Attributes indicate properties of Elements.
  • <!ATTLIST elem att CDATA #REQUIRED>
    The element elem must have the attribute att.
     
  • <!ATTLIST elem att CDATA #IMPLIED>
    The attribute att is optional for the element elem.
     
  • <!ATTLIST elem att CDATA "def">
    The attribute att's default value is def. It can be overwritten.
     
  • <!ATTLIST elem att CDATA #FIXED "def">
    The attribute att's default value is def. It cannot be overwritten.
    That means: it can be either explicitely stated in the XML document or left out.
  • <!ATTLIST elem weekday (mo|tu|we|th|fr|sa|su) #REQUIRED >
    Weekday has an enumerated value domain.
<?xml version="1.0" ?>
<!DOCTYPE r
[
  <!ELEMENT r (a*)     >
  <!ELEMENT a (#PCDATA)>

  <!ATTLIST a a_1 CDATA                  #REQUIRED       >
  <!ATTLIST a a_2 CDATA                  #IMPLIED        >
  <!ATTLIST a a_3 CDATA                  "def"           >
  <!ATTLIST a a_4 CDATA                  #FIXED    "def" >
  <!ATTLIST a a_5 (enum_1|enum_2|enum_3) #REQUIRED       >
  <!ATTLIST a a_6 (enum_1|enum_2|enum_3) #IMPLIED        >
  <!ATTLIST a a_7 (enum_4|enum_5|enum_6) "enum_5"        >
]>
<r> <a a_5="enum_1" a_1="Y" />
</r>
Types of attributes:
  • CDATA
    CDATA is text (character data).
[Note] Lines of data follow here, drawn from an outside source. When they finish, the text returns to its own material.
PR #1348, opened 2015-11-05
Add account task scheduler

hodgestar:
The immediate use case is scheduling conversation actions such as a bulk send or dialogue send.

This issue is for the models and task executor.


rudigiesler:
I'm not sure if I'm going the best way about this, but I've committed my first attempt. Ready for review.

hodgestar:
Looks good to me.

I think we might need to guard against tasks being called multiple times by recording when a pending task starts being processed. I'll add that now.

go/scheduler/tasks.py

The only limitation is that it must not contain any markup.
     
  • ID
    The value of such an attibute must be unique within the entire xml document in which it occurs.
    At most one attribute within an element can have the type ID.
    For hopefully obvious reasons, ID-Attributes cannot be default attributes or fixed attributes.
     
  • IDREF
     
  • IDREFS
     
  • ENTITY
    <!ATTLIST sales graph ENTITY #IMPLIED>
    <!ENTITY graph_sales SYSTEM "sales_jan_04.gif" NDATA gif>
    
    <!-- later in the document -->
    
    <sales graph="graph_sales">...
    </sales>
    
    The gif needs to be updated on one place only.
     
  • ENTITIES
     
  • NMTOKEN
    The value must be a valid XML name (=Name Token)
     
  • NOTATION The value of a notation is a sequence of name tokens (like NMTOKENS). This value matches a notation type.
    <?xml version="1.0"?>
    <!DOCTYPE d [
      <!ELEMENT d (picture)*>
      <!ELEMENT picture EMPTY>
      <!ATTLIST picture type NOTATION (gif|jpg) "gif">
      <!NOTATION gif SYSTEM "gifviewer.exe">
      <!NOTATION jpg SYSTEM "jpgviewer.exe">
    ]>
    
    <d>
      <picture type="gif"/>
    </d>
    

     
  • enum
    <!ATTLIST greetings word (hello|hallo|hi|ciao|salut) #IMPLIED>
Attribute values are subject to attribute-value normalization.
See also nesting entities.

<!NOTATION>

Declares a notation type. A notation type is an instruction that defines how to process (possibly binary) data.
<!NOTATION jpg SYSTEM "jpgviewer.exe">
<!NOTATION gif SYSTEM "gif.exe">
Here, jpg and gif, respectively, would be the notation types.

<![CDATA[ ]]>

Disadvantages of DTDs

  • Syntax not expressible in XML
  • No datatypes
  • Limited possibilites to express the cardinality for elements
  • Closed: DTDs cannot be mixed. DTS, except for entities, cannot be expanded.
  • No support for namespaces.
  • No support for inheritance
XML Schema tries to address some of these disadvantages.